Quando há patrimônio relevante (como múltiplos imóveis, contas, participações societárias ou bens rurais), a condução estratégica é ainda mais importante. Nesses casos, uma análise prévia com suporte jurídico estratégico em sucessões costuma reduzir custos indiretos e desgastes.



Quando o inventariante pode ser removido?

O inventariante deve atuar com diligência e boa-fé. Se houver conduta incompatível com a função, é possível discutir sua remoção — por exemplo, em situações de:


  • omissão de bens (sonegação);

  • falta de prestação de contas quando exigida;

  • atrasos injustificados e resistência em cumprir determinações;

  • administração que coloque o patrimônio em risco;

  • conflitos que inviabilizem a condução do inventário.

Cada caso exige análise técnica, pois uma remoção mal conduzida pode aumentar o litígio e prolongar o inventário. Uma orientação responsável ajuda a avaliar medidas proporcionais e juridicamente adequadas.



Inventário judicial ou extrajudicial: muda algo na escolha do inventariante?

Sim. No inventário extrajudicial (em cartório), quando possível, os herdeiros tendem a definir consensualmente quem atuará como inventariante/representante para assinar atos e organizar documentos, com condução alinhada ao tabelionato e ao planejamento da partilha.


No inventário judicial, a nomeação segue o procedimento do processo e pode envolver impugnações, necessidade de termo de compromisso e fiscalização mais intensa. Por isso, escolher alguém preparado e bem assessorado costuma ser decisivo para o andamento.


Se você está em Indaiatuba ou em qualquer cidade do Estado de São Paulo, contar com uma equipe que una rigor técnico e visão prática pode fazer diferença em decisões iniciais, como a própria nomeação do inventariante. A Teixeira Fonseca Advogados atua como referência em atendimento jurídico em Indaiatuba e no Estado de São Paulo, com foco em segurança jurídica, estratégia e acompanhamento próximo em cada etapa.



Passo a passo: como se preparar para definir o inventariante

  1. Mapeie bens e dívidas (imóveis, veículos, contas, empresas, empréstimos);

  2. Identifique quem já administra algum bem ou negócio da família;

  3. Avalie conflitos e riscos de falta de transparência;

  4. Converse sobre responsabilidades (tempo, organização e comunicação);

  5. Busque orientação jurídica para estruturar o caminho mais seguro.
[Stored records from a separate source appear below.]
PR #1104, opened 2019-09-16
Update how the UI responds to predicted and real tunnel state changes

jvff:
This PR changes which parts of the UI change on predicted tunnel state changes, and which parts change on real tunnel state change events. A quick summary is:

1. Predicted tunnel state
- Action button
- Switch location button text

2. Real tunnel state
- Notification banner (showing "Blocking connections" when in Connecting state)
- Location information
- In/Out IP address
- Connection status message
- Header bar color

Para quem deseja reduzir riscos e conduzir o inventário com mais previsibilidade, uma conversa inicial com atendimento jurídico em Indaiatuba e SP pode trazer clareza sobre documentos, prazos, custos e estratégia.



Conclusão

O inventariante é uma peça central do inventário. Embora exista uma ordem legal de preferência, a melhor escolha depende da realidade patrimonial e familiar. Definir corretamente quem poderá exercer esse papel com responsabilidade, transparência e disponibilidade ajuda a proteger o patrimônio e reduzir conflitos, preservando a segurança jurídica na partilha.